Exercise instructions = Take the data below and copy exactly the lines starting at the one with "### Are these changes tested?" and finishing at the one with "-80,9 +80,11 @@", both included.

Records for the task =
PR #35347, opened 2023-04-26
GH-35270: [C++] Use Buffer instead of raw buffer in hash join internals

### LINKED ISSUE #35270: Memory leak in SwissTable::grow_double()

There are two allocation in grow_double. If the first suceeded but the second failed, the function will return without Free the first buffer 
```
RETURN_NOT_OK(pool_->Allocate(block_size_total_after, &blocks_new));
RETURN_NOT_OK(pool_->Allocate(hashes_size_total_after, &hashes_new_8B));
```

https://github.com/apache/arrow/blob/main/cpp/src/arrow/compute/key_map.cc#L670

### Component(s)

C++

westonpace:
### Rationale for this change

The current code has two storage buffers in the key map which are allocated with MemoryPool::Allocate which does not use smart pointers.  This could have led to a potential memory leak in an OOM scenario where the first allocate fails and it also led to some convoluted code keeping track of the previously allocated size in order to properly call Free.

Furthermore, it seems that this key map could have been getting potentially copied in the swiss join code.  While that was probably not happening (since the copy happened before the key map was initialized) it is still an easy recipe for an accidental double-free later on as we maintain the class.

Those raw buffers are changed to std::shared_ptr<Buffer> to avoid these issues.

### Are these changes tested?

Somewhat, the existing unit tests should ensure we didn't cause a regression.  I didn't introduce a regression test to introduce this potential bug because it would be very difficult to do so.

No

* Closes: #35270

### DIFF
--- a/cpp/src/arrow/compute/key_map.h
+++ b/cpp/src/arrow/compute/key_map.h
@@ -80,9 +80,11 @@ class ARROW_EXPORT SwissTable {
 
   void num_inserted(uint32_t i) { num_inserted_ = i; }
 
-  uint8_t* blocks() const { return blocks_; }
+  uint8_t* blocks() const { return blocks_->mutable_data(); }
 
-  uint32_t* hashes() const { return hashes_; }
+  uint32_t* hashes() const {
+    return reinterpret_cast<uint32_t*>(hashes_->mutable_data());
+  }
 
   /// \brief Extract group id for a given slot in a given block.
   ///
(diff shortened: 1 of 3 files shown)


cpp/src/arrow/compute/key_map.h
```diff
@@ -226,12 +228,12 @@ class ARROW_EXPORT SwissTable {
   // ---------------------------------------------------
   // * Empty bucket has value 0x80. Non-empty bucket has highest bit set to 0.
   //
-  uint8_t* blocks_;
+  std::shared_ptr<Buffer> blocks_;
 
   // Array of hashes of values inserted into slots.
   // Undefined if the corresponding slot is empty.
   // There is 64B padding at the end.
```
mapleFU, line 235: Should here still mention padding here? Since Buffer already ensure padding?

mapleFU (approved):

cpp/src/arrow/compute/key_map.h
westonpace: Buffer ensures that allocations are aligned (and I think, at least 64 bytes) but I don't know if it actually guarantees padding.  I think this buffer needs to go 64 bytes past the end regardless of the size which is a slightly different requirement.

mapleFU: Got it, padding and aligned are different, I missed it previously. the patch LGTM

pitrou (approved):
+1, nice robustness improvement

Solution to the problem =
### Are these changes tested?

Somewhat, the existing unit tests should ensure we didn't cause a regression.  I didn't introduce a regression test to introduce this potential bug because it would be very difficult to do so.

No

* Closes: #35270

### DIFF
--- a/cpp/src/arrow/compute/key_map.h
+++ b/cpp/src/arrow/compute/key_map.h
@@ -80,9 +80,11 @@ class ARROW_EXPORT SwissTable {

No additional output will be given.